The development runners /connect and /start endpoint now both return dailyRoom and dailyToken in place of the previous room_url and token.
Updated the pipecat.runner.daily utility to only a take DAILY_API_URL and DAILY_SAMPLE_ROOM_URL environment variables instead of argparsing -u and -k, respectively.
Updated daily-python to 0.19.6.
Changed TavusVideoService to send audio or video frames only after the transport is ready, preventing warning messages at startup.
The development runner now strips any provided protocol (e.g. https://) from the proxy address and issues a warning. It also strips trailing /.

Deprecated

In the pipecat.runner.daily, the configure_with_args() function is deprecated. Use the configure() function instead.
The development runner's /connect endpoint is deprecated and will be removed in a future version. Use the /start endpoint in its place. In the meantime, both endpoints work and deliver equivalent functionality.

Fixed

Fixed a DailyTransport issue that would result in an unhandled concurrent.futures.CancelledError when a future is cancelled.
Fixed a RivaSTTService issue that would result in an unhandled concurrent.futures.CancelledError when a future is cancelled when reading from the audio chunks from the incoming audio stream.
Fixed an issue in the BaseOutputTransport, mainly reproducible with FastAPIWebsocketOutputTransport when the audio mixer was enabled, where the loop could consume 100% CPU by continuously returning without delay, preventing other asyncio tasks (such as cancellation or shutdown signals) from being processed.
Fixed an issue where BotStartedSpeakingFrame and BotStoppedSpeakingFrame were not emitted when using TavusVideoService or HeyGenVideoService.
Fixed an issue in LiveKitTransport where empty AudioRawFrames were pushed down the pipeline.

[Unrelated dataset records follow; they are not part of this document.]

PR #19, opened 2019-09-16
Adding AddHitAndRecomputeScores method.

asteinha:
We accept arbitrary number of architectural hits including zero.

### DIFF
--- a/demos/cache_sidechannel.cc
+++ b/demos/cache_sidechannel.cc
@@ -116,5 +116,5 @@ std::pair<bool, char> CacheSideChannel::AddHitAndRecomputeScores() {
   size_t mixed_i = ((additional_offset_counter * 167) + 13) & 0xFF;
   ForceRead(&GetOracle()[mixed_i]);
   additional_offset_counter = (additional_offset_counter + 1) % 256;
-  return RecomputeScores(static_cast<char>(mixed_i));
+  return RecomputeScores(mixed_i);
 }
--- a/demos/cache_sidechannel.cc
+++ b/demos/cache_sidechannel.cc
@@ -51,20 +51,7 @@ void CacheSideChannel::FlushOracle() const {
   }
 }
 
-std::pair<bool, char> CacheSideChannel::RecomputeScores(
-    std::set<char> architectural_hits) {
-  static size_t additional_offset_counter = 0;
-
-  // If there are no architectural hits, we add a new one artificially.
-  if (architectural_hits.empty()) {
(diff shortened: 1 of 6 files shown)


asteinha:
This is a pre-requisite for https://github.com/google/safeside/pull/18

demos/cache_sidechannel.cc
```diff
@@ -51,19 +51,32 @@ void CacheSideChannel::FlushOracle() const {
   }
 }
 
-std::pair<bool, char> CacheSideChannel::RecomputeScores(char safe_offset_char) {
+std::pair<bool, char> CacheSideChannel::RecomputeScores(
+    std::set<char> architectural_hits) {
+  static size_t additional_offset_counter = 0;
+
+  // If there are no architectural hits, we add a new one artificially.
```
mmdriley: I'm not sure I understand why we need to add this. Our goal is to find which of the 256 timing array elements were accessed by comparing timing. We originally took `safe_offset_char` so we could _ignore_ it as a false positive. But in the ret2spec example, there are no architectural reads and we shouldn't have any false positives. Are we creating a false positive here just to ignore it?

asteinha: No, we are creating the false positive for measuring the confirmed cache-hit latency on line 90/104.

mmdriley: Ack, sorry, I'd forgotten that line and GitHub trimmed it from the review.

I think someday we can make this simpler by not requiring an explicit "cache hit" witness -- or by doing an up-front calibration to know the boundary between cache hit and cache miss -- but this works for now.

Instead of changing the function to take a `std::set`, what do you think about adding another function called `AddHitAndRecomputeScores` (or somesuch) that takes no arguments, creates a random hit, then defers to `RecomputeScores` to do the real processing? I feel like `std::set` is overkill for something that should always get zero or one value.

asteinha: Done.

demos/cache_sidechannel.cc
```diff
@@ -51,7 +51,7 @@ void CacheSideChannel::FlushOracle() const {
   }
 }
 
-std::pair<bool, char> CacheSideChannel::RecomputeScores(char safe_offset_char) {
+std::pair<bool, char> CacheSideChannel::RecomputeScores(size_t safe_offset) {
```
mmdriley: Seems like changing this to `size_t` required adding a cast at every call site. Was it nicer as `char`?

mmdriley (approved):
Thanks! The new API makes the intended usage much clearer.

PR #21, opened 2019-09-28
CMake config for Ret2Spec.

asteinha:
Windows is not supported yet. MacOS requires explicit -fomit-frame-pointer specification.

### DIFF
--- a/CMakeLists.txt
+++ b/CMakeLists.txt
@@ -12,13 +12,18 @@ target_link_libraries(spectre_v1 safeside)
 add_executable(spectre_v4 demos/spectre_v4.cc)
 target_link_libraries(spectre_v4 safeside)
 
+if (NOT ${CMAKE_SYSTEM_NAME} STREQUAL "Windows")
+  # Ret2Spec -- speculative execution using return stack buffers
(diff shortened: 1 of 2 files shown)


CMakeLists.txt
```diff
@@ -12,13 +12,18 @@ target_link_libraries(spectre_v1 safeside)
 add_executable(spectre_v4 demos/spectre_v4.cc)
 target_link_libraries(spectre_v4 safeside)
 
+if (NOT ${CMAKE_SYSTEM_NAME} STREQUAL "Windows")
+  # Ret2Spec -- speculative execution using return stack buffers
+  set(CMAKE_CXX_FLAGS "-fomit-frame-pointer")
```
mmdriley: I think this applies the flags to all subsequent targets. Try [`target_compile_options`](https://cmake.org/cmake/help/latest/command/target_compile_options.html) on the `ret2spec` target?

mmdriley (approved):
LGTM with one comment

CMakeLists.txt
asteinha: Done.

PR #24, opened 2019-10-01
ForceRead call clarification.

asteinha:
As advised by Devin.

### DIFF
--- a/demos/cache_sidechannel.cc
+++ b/demos/cache_sidechannel.cc
@@ -118,7 +118,7 @@ std::pair<bool, char> CacheSideChannel::RecomputeScores(
 std::pair<bool, char> CacheSideChannel::AddHitAndRecomputeScores() {
   static size_t additional_offset_counter = 0;
   size_t mixed_i = ((additional_offset_counter * 167) + 13) & 0xFF;
-  ForceRead(&GetOracle()[mixed_i]);
+  ForceRead(GetOracle().data() + mixed_i);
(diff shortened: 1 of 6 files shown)


mmdriley:
For the broader audience: the concern here was that using `operator[]` signified an eager dereference, whereas we want the semantics to be "calculate an offset to pass to ForceRead".

I'm ambivalent here -- I don't find the new version more readable -- but I'll defer to @ssbr

ssbr:
The issue I have is that `x[i]` _is_ a dereference, and semantically not distinguishable from any other in C++, even if you don't use the value and instead take the address immediately. For example, this is undefined behavior:

```c++
int* x= nullptr;
int* y = &x[0];
```

But this is defined behavior:

```c++
int* x= nullptr;
int* y = x + 0;
```

So here, I think it's clearer to avoid the whole issue of executing dereferences in favor of pure address computation. If there is ever any UB from actually loading that address, let it happen in `ForceRead`, where we can force it to be defined behavior instead (via e.g. inline assembly, etc.)

I do admit this is not a very important point though. :)  For example, `x + 2` is just as much UB as `&x[2]` is. However, that is a surprising fact to basically every C++ programmer, and not avoidable. I'd at least prefer we limit the axes on which we need to worry about UB to the minimum possible.

(This reminds me that there's another source of UB I want to eliminate.)

ssbr (approved):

This resulted in warnings by the STT processor.
Fixed PiperTTSService to send text as a JSON object in the request body,
resolving compatibility with Piper's HTTP API.
Fixed an issue with the TavusVideoService where an error was thrown due to missing transcription callbacks.
Fixed an issue in SpeechmaticsSTTService where the user_id was set to None when diarization is not enabled.

Performance

Fixed an issue in TaskObserver (a proxy to all observers) that was degrading global performance.

Other

Added 07aa-interruptible-soniox.py, 07ab-interruptible-inworld-http.py, 07ac-interruptible-asyncai.py and 07ac-interruptible-asyncai-http.py release evals.